Each value represents the mean ± the standard deviation of four replicate samples. AMN-107 research buy (TIFF 493 KB) Additional

file 2: Figure S2: Histopathological lesions in mouse selleckchem Tissues infected with T. gondii RH-OE and RH-GFP at 5 days after infection. Tissues were fixed in 10% formalin solution.
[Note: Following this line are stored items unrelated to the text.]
PR #487, opened 2016-12-16
Export ZBUFF_isError() and ZBUFF_getErrorName()

terrelln:
In `zstd_common.c`, since `zbuff.h` wasn't included, the symbols are by default
hidden in the shared library, and the exported symbols aren't defined.

I think I got changed every Makefile, but CI will confirm.

### DIFF
--- a/programs/Makefile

After fixation, they were embedded in paraffin wax, sectioned to 4 μm, and then stained with hematoxylin and eosin (HE). (A, B) Liver, focal inflammatory cell infiltration was found in all groups. (C, D) Spleen, mononuclear cell infiltration in serosa and fat tissue (arrow-head in C and detail in inset). (E, F) Lung, slight to mild inflammatory cell infiltration. Histopathological findings were similar in both groups. Multifocal inflammatory cell infiltration was found in the liver. In the spleen, no significant changes were observed in parenchyma, however mononuclear cell infiltration was observed in serosa and fat tissue, which indicated peritonitis. Also, slight to mild inflammatory cell infiltration was found in the lung tissue. (TIFF 3 MB) Additional file 3: Figure S3: TgCyp18 mutants, namely 17GEH19 to 17AAA19 LY3023414 supplier and 149RP150 to 149YV150, which are located in the N and C termini

of the protein, respectively, had reduced interactions with CCR5 [15]. To generate TgCyp18 mutants, primers containing an EcoRV site (boldface) (5′-CAT GGA TAT CGA CAT CGA CGC AGC AGC TGC-3′) and a NruI restriction site (boldface) (5′-CCG TGA TTT TCG CGA CCT TAG ACA CGT AGC-3′) were used. Amplicons were digested with EcoRV and NruI and then ligated into pCR4-TOPO-TgCyp18, which had been treated with EcoRV and NruI to give pCR4-TOPO-MTgCyp18. pCR4-TOPO-MTgCyp18 was digested with NcoI and NheI and the resulting products ligated into pHXNTPHA, resulting in the plasmid, pHXNTP-MTgCyp18HA. The coding sequence corresponding to the full-length TgCyp18 mutant fused to HA (MTgCyp18-HA) was obtained from pHXNTP-MTgCyp18HA by NcoI and BglII digestion. Liberated fragments were

treated with the Klenow fragment and inserted into the EcoRV site of pDMG. The pDMG-MTgCyp18HA vector contained expression cassettes for GFP, DHFR-TS and MTgCyp18-HA. The resultant recombinant T. gondii clones of pDMG-MTgCyp18HA were designated RH-DN. Glycogen branching enzyme Western blot analysis of T. gondii tachyzoite of RH-DN clones (C1, C2, C3) including RH-WT and RH-OE clones (C1, C2 and C3) was performed. Because the RH-DN C3 clone expressed high levels of MTgCyp18-HA it was selected for further study. (TIFF 684 KB) Additional file 4: Figure S4.: (A) IL-12 production in the ascites fluid of infected mice. Wild type mice were infected intraperitoneally with T. gondii tachyzoites. At 3 and 5 days post-infection (dpi), IL-12 production in the ascites fluid was measured. Each value represents the mean ± the standard deviation of four replicate samples.